Rhagodes sp are fantastic pets, they live longer than G arabs. 
Now I wish you the best of luck getting eggs and babies.

regards
francisco


----------



## bistrobob85 (Jun 17, 2008)

Nice, congratulations Steven . Good luck with getting some babies from them, not to mention that i'd defenetly love to have a few here in Canada, MOUAHAHAHAHA !!!!

 phil.


----------



## Steven (Jun 20, 2008)

some new pictures  

set-up





handsome dude





female ripping cricket


----------



## P. Novak (Jun 21, 2008)

Outstanding pics!   What camera you using?
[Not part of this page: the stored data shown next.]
PR #456, opened 2016-02-26
Make link more obvious

owennw:
Seems a bit more logical, without a tooltip in place.


WPFerg:
I don't mind either way, but would a tooltip give a better indication that it opens github?

owennw:
Yeah I don't know. Feels like we need some UX guidance.

akhmorgan:
octocat icon rather than 'github' text?

owennw:
Perhaps. Waiting on Rui to see what he prefers.

owennw:
Closing to resubmit aligned with #460

PR #922, opened 2016-10-26
feat: add some default stocks on first window open

jleft:
Supersedes #919


jleft:
Thanks for reviewing @rjmcneill 👍

PR #977, opened 2018-11-08
fix: upgrade d3fc to version ^14.0.21

### LINKED ISSUE #962: Update d3fc to v14
Upgrade d3 and d3fc
Stop using globals and use module imports 

Minichart is the only component affected by d3fc upgrade and needs code change to use the new APIs.
Showcase is affected by module import of bitflux.

msuperina:
Fixes #962


package.json
```diff
@@ -79,7 +79,12 @@
     "BitFlux": "github:scottlogic/BitFlux#1.6.2",
     "babel-polyfill": "^6.3.14",
     "classnames": "^2.2.3",
-    "d3fc": "^5.3.0",
+    "d3-scale": "^2.1.2",
+    "d3-selection": "^1.3.2",
+    "d3fc": "^14.0.21",
+    "d3fc-discontinuous-scale": "^2.0.5",
```
ColinEberhardt: you shouldn't have to add these `d3fc-*` packages manually, they are all bundled up into `d3fc`

PR #982, opened 2018-11-15
chore: update build tools

### LINKED ISSUE #981: Upgrade build tools
At the moment the code is built with babel 6 and webpack 1.
It would be good to upgrade the build tools to latest versions in order to support more easily latest JS features.
Upgrading react-hot-loader may be difficult.

msuperina:
Fixes #981 

This PR aims at updating all the dependencies related to the build process.
react-hot-loader is removed as it is not used and causes conflicts when importing code from openfin-layouts


webpack/webpack.config.prod.js
```diff
@@ -15,15 +16,19 @@ config.plugins.push(
...
-        }
-    }),
     new CopyWebpackPlugin([
         { from: 'src/static' },
         { from: 'openfin-config/app.prod.json', to: './app.json' }
     ])
 );
+config.optimization = {
+    minimizer: [
+        new UglifyJsPlugin({
```
owennw: I thought webpack 4 in `mode: production` automatically adds in uglification.

webpack/webpack.config.shared.js
```diff
@@ -10,22 +10,19 @@ module.exports = {
         filename: './[name]_bundle.js'
     },
     module: {
-        loaders: [
-            { test: /\.js$/, exclude: /node_modules/, loader: 'react-hot!babel' },
+        rules: [
+            { test: /\.js$/, exclude: /node_modules(?!(\/|\\)openfin-layouts)/, loader: 'babel-loader' },
             { test: /\.less$/, loader: 'style-loader!css-loader!less-loader' },
```
owennw: It might be nicer to use `use: [ { loader: 'style-loader' }, { loader: 'css-loader' }, ... ]` here

webpack/webpack.config.prod.js
owennw: In fact I don't see anywhere where `mode` is being specified -- does this come with a warning?

msuperina: This is the npm build command `npm run clean && webpack -p --config webpack/webpack.config.prod.js` where production mode is applied.
Agree, let's use webpack defaults for now.

owennw:
Slight typo in the commit name there! Maybe there are some github hooks that can check the commit messages? :D

webpack/webpack.config.shared.js
msuperina: Given we don't apply any option to those loaders, don't you think we would have `loader` written all over the place for little benefit ?

webpack/webpack.config.prod.js
owennw: I mean this: https://webpack.js.org/concepts/mode/ I don't see that anywhere, and it should be specified (it's what turns on the minification etc by default)

webpack/webpack.config.shared.js
owennw: I think it's an aesthetic opinion. For me I prefer that syntax to chaining with `!`, but you may feel differently.

webpack/webpack.config.prod.js
msuperina: Documentation says 
> Possible values for mode are: none, development or production(default).
```
Usage 
Just provide the mode option in the config:
module.exports = {
  mode: 'production'
};
or pass it as a CLI argument:
webpack --mode=production
```
The latter is what we do in the build command
```
npm run clean && webpack -p --config webpack/webpack.config.prod.js
```

owennw:
Looks fine to me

Best of luck with the mating. 

When you have time can you snap a pic of the whole setup? It looks great!


----------



## RodG (Jul 1, 2008)

Absolutely amazing photos Steven:clap:  Please keep us updated on your progress with mating these wonderful critters:drool:


----------



## RodG (Jul 13, 2008)

Hello Steven! Anything further you can report on this pair?


----------



## Steven (Jul 13, 2008)

RodG said:


> Hello Steven! Anything further you can report on this pair?


the male is gone,
have put him together with the female for some days and he's eaten  
the female is still active and changes her underground tunnels everyday


still have high hopes as i'm quite sure she's gravid,.... when something more happens i'll post it


----------



## RodG (Jul 14, 2008)

Will most definitely keep my fingers crossed Steven!!! These are my absolute favorite solifugid:drool:


----------



## RodG (Aug 20, 2008)

Hi Steven, is your female still alive and well? Long time no hear


----------